My play Transmissions in Advance of the Second Great Dying just won first prize in the Earth Matters On Stage festival, which will have a production as a part of the festival at Emory College in Atlanta later this year.
Transmissions was also recently included in 100 Plays to Save the World: a guide to one hundred plays drawn from around the world, written by one hundred different writers, and demonstrating a vast span of styles, genres and cast sizes – all speaking to an aspect of the climate emergency.
My friend Amy Wheeler is launching Play Club, which I will be a part of next fall. Play Club is a book club with a theatrical twist; members read and discuss a play each month, then join a conversation with the featured playwright. This spring, Play Club features the incredible playwrights Lynn Nottage, Sarah Ruhl, Eisa Davis and Ellen McLaughlin.
Read more here.
It’s International Women’s Day, and the Broadway Women’s Fund has just announced their second annual Women to Watch on Broadway. I am so excited to appear on their list alongside so many extraordinary theater-makers.
As Sagittarius season comes to a close, I am delighted to announce that I have been selected as a finalist for the 2021 Page 73 Fellowship. I’m so honored to be among my inspiring co-finalists: Bleu Beckford-Burrell, Marvin González De León, April Ranger, and Haygen-Brice Walker. Now in its 18th year, the Page 73 Playwriting Fellowship is the company's most prestigious award, annually supporting a playwright who has yet to have a professional premiere in New York City. Last year I was an Interstate 73 Writers Group Fellow with P73, and I'm so grateful for their continued support of my work.

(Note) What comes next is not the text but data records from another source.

PR #1314, opened 2017-02-16
HSEARCH-2587 Sort DSL on embedded fields throws NPE

yrodiere:
https://hibernate.atlassian.net/browse/HSEARCH-2587

### DIFF
--- a/engine/src/main/java/org/hibernate/search/query/dsl/sort/impl/SortFieldStates.java
+++ b/engine/src/main/java/org/hibernate/search/query/dsl/sort/impl/SortFieldStates.java
@@ -14,12 +14,13 @@ import java.util.Map;
 import org.apache.lucene.search.Sort;
 import org.apache.lucene.search.SortField;
 import org.apache.lucene.search.SortField.Type;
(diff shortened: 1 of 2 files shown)


engine/src/main/java/org/hibernate/search/query/dsl/sort/impl/SortFieldStates.java
```diff
@@ -150,30 +151,32 @@ public void determineCurrentSortFieldTypeAutomaticaly() {
...
-					case INTEGER:
-						return SortField.Type.INT;
-					case UNKNOWN:
-						break; // Fail below
-				}
-				break;
-			case BASIC:
-				return SortField.Type.STRING;
+		TypeMetadata typeMetadata = queryContext.getFactory()
+				.unwrap( SearchIntegrator.class )
```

It's less than a month until National New Play Network will present a virtual reading of Mother of Exiles as part of their annual National Showcase of New Plays. Starting on Thursday, November 19, 2020, the three-day event will showcase my play alongside plays by Alexis Scheer, Candrice Jones, Francisca Da Silveira, and Vera Starbard.
It's October, I'm hunkered down in New York, and I've recently been selected as a semifinalist for the 2021 Page 73 Playwriting Fellowship. Now in its 18th year, the Page 73 Playwriting Fellowship is the company's most prestigious award, annually supporting a playwright who has yet to have a professional premiere in New York City. I’m honored to be among my inspiring co-semifinalists, Bleu Beckford Burrell, Lyndsey Bourne, Steph Del Rosso, Jahna Ferron-Smith, Marvin González De León, Dylan Guerra, Majkin Holmquist, Emma Horwitz, Roger Q Mason, April Ranger, Andrew Sianez-De La O, and Haygen-Brice Walker. The thirteen of us were selected from more than 400 applicants, the largest application pool to date. Last year I was an Interstate 73 Writers Group Fellow with P73, and I'm so grateful for their continued support of my work.